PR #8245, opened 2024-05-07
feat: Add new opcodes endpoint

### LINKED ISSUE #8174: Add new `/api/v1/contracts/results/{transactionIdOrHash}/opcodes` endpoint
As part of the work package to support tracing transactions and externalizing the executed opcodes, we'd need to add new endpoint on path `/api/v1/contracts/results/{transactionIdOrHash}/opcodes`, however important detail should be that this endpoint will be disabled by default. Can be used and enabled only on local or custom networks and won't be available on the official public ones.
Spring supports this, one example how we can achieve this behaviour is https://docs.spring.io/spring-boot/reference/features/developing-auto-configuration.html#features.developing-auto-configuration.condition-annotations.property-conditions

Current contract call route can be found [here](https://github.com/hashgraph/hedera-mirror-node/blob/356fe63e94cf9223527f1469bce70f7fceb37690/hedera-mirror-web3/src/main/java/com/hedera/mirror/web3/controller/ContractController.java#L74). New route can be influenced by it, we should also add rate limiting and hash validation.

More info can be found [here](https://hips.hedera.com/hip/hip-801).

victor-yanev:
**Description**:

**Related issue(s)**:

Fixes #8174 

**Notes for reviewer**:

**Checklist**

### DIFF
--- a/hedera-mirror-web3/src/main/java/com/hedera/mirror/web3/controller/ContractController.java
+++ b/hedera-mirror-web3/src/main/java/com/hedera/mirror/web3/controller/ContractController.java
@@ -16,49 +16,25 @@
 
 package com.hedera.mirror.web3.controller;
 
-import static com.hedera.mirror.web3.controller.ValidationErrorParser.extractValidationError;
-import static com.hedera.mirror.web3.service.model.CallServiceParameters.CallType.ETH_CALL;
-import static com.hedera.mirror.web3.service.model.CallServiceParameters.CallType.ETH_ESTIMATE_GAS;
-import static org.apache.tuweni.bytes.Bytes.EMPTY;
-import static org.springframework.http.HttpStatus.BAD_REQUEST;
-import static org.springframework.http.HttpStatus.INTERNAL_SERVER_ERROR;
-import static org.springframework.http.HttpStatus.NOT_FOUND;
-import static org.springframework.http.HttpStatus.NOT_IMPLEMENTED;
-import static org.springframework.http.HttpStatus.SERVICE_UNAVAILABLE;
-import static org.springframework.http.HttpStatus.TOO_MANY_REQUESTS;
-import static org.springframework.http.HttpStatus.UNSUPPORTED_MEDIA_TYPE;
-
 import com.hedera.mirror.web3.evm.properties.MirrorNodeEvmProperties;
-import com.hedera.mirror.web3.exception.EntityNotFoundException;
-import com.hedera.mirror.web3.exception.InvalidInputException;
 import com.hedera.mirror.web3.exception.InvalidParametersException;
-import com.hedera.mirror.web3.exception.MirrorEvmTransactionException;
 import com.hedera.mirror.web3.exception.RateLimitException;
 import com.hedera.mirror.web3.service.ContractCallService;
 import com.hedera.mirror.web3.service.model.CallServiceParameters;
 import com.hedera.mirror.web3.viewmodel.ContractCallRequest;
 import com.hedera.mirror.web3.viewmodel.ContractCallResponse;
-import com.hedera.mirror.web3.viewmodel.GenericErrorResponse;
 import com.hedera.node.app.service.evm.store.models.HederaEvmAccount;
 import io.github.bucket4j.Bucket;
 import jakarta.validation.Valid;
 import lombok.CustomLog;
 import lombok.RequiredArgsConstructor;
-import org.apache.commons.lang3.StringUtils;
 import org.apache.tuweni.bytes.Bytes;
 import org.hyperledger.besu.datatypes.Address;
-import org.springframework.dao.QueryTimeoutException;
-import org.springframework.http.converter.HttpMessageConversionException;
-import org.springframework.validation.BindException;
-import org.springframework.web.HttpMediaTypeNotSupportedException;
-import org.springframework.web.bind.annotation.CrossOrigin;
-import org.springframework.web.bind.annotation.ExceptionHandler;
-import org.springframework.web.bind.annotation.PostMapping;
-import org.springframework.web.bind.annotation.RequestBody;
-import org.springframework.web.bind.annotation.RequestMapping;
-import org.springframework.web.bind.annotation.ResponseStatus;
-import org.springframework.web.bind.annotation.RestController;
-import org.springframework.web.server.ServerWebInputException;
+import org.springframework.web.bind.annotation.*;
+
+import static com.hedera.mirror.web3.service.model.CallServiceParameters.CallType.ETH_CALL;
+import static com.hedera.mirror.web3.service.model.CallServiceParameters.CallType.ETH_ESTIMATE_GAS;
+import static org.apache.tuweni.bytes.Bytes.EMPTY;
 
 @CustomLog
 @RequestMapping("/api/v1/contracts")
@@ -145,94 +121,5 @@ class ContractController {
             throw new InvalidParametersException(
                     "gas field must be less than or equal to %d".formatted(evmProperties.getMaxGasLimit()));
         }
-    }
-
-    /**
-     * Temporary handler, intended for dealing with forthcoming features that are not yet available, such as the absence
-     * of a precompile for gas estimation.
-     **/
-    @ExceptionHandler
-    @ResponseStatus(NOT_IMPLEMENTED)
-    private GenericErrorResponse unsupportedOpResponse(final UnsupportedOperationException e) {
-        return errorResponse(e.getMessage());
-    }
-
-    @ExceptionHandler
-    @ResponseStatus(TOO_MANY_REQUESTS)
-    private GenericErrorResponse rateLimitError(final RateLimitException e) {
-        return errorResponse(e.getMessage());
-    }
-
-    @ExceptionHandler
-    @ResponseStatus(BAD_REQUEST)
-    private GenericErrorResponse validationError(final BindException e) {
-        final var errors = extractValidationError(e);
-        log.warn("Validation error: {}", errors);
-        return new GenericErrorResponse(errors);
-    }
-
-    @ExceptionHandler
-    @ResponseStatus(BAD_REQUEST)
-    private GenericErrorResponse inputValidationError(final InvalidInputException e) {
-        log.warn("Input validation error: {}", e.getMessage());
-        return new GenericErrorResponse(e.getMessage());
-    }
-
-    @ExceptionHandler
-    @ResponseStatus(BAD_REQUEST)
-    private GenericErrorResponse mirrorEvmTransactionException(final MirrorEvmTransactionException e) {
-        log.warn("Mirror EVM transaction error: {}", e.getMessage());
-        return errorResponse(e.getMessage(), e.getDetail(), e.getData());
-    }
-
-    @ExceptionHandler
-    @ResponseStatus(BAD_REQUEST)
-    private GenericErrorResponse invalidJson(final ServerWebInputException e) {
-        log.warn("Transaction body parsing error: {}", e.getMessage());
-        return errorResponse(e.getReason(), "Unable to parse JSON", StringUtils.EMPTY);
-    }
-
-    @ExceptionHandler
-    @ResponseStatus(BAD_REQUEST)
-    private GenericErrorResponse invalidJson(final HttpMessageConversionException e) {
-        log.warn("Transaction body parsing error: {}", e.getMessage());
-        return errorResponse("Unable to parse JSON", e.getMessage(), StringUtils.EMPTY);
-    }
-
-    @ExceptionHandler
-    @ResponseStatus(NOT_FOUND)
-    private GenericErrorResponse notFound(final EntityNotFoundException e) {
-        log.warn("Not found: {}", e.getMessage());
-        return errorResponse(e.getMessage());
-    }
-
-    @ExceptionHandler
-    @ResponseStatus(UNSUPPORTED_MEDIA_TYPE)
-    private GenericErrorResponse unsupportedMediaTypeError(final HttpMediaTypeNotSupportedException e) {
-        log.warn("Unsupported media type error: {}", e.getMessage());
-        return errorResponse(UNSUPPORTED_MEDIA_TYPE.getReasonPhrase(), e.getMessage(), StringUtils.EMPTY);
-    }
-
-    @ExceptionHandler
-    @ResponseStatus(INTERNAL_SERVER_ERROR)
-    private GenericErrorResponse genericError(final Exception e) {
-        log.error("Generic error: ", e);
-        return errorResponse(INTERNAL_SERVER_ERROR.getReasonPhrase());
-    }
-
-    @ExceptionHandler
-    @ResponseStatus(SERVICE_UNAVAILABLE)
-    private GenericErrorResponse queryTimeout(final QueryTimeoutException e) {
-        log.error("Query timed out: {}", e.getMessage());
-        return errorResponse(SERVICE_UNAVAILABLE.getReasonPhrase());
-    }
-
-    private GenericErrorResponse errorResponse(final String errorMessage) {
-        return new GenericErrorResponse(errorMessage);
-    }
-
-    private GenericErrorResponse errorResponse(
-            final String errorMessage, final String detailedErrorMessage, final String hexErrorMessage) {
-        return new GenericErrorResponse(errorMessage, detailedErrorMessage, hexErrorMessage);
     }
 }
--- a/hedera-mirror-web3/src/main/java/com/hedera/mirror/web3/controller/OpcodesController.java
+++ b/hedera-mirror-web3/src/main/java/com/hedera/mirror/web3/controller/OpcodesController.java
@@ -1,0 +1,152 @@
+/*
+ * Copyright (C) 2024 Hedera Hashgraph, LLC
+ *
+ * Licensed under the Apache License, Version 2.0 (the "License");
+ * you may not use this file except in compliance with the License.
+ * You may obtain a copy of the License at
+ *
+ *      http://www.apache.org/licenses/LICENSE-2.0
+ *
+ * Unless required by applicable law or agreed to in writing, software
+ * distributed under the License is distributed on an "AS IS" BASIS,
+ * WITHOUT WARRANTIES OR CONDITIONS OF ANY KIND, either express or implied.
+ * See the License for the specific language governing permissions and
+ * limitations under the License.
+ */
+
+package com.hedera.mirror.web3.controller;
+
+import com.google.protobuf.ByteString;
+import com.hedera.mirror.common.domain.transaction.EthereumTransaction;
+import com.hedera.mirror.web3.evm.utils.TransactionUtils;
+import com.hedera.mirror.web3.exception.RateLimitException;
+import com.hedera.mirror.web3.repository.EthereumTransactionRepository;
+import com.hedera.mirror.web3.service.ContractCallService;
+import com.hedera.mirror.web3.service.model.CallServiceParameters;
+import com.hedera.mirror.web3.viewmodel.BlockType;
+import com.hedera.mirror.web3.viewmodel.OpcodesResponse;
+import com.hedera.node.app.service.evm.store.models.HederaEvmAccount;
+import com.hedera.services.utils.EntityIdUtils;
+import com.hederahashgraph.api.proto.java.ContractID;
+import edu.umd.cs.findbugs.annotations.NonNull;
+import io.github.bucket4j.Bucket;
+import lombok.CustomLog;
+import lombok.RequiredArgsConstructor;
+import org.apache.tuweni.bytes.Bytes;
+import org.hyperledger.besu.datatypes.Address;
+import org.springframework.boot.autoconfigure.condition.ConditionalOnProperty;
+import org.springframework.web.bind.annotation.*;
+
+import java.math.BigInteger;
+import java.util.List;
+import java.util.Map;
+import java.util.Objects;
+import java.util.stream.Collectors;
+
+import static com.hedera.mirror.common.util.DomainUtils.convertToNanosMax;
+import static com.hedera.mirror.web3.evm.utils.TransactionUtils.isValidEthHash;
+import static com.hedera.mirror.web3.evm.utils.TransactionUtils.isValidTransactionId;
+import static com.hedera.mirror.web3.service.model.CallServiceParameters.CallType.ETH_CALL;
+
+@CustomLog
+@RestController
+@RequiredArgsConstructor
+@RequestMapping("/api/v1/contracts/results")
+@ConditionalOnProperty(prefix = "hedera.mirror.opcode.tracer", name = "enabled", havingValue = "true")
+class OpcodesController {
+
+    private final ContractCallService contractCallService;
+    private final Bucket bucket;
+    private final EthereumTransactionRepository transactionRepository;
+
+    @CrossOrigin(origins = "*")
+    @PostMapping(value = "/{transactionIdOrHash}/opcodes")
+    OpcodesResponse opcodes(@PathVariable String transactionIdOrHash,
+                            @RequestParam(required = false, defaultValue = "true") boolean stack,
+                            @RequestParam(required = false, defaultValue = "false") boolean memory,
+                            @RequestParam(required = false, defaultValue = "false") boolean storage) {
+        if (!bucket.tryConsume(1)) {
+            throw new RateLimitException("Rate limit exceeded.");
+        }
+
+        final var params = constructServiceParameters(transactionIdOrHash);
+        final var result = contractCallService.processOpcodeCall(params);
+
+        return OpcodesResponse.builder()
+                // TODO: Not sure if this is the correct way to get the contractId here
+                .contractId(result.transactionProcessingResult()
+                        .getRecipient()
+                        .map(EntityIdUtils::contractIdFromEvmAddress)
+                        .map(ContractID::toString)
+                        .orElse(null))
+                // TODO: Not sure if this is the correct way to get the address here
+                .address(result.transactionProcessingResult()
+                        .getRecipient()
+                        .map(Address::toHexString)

YOUR GOAL
Filter the entries above down to the lines containing the word "enabled".

RESULT FOR THIS TASK
As part of the work package to support tracing transactions and externalizing the executed opcodes, we'd need to add new endpoint on path `/api/v1/contracts/results/{transactionIdOrHash}/opcodes`, however important detail should be that this endpoint will be disabled by default. Can be used and enabled only on local or custom networks and won't be available on the official public ones.
+@ConditionalOnProperty(prefix = "hedera.mirror.opcode.tracer", name = "enabled", havingValue = "true")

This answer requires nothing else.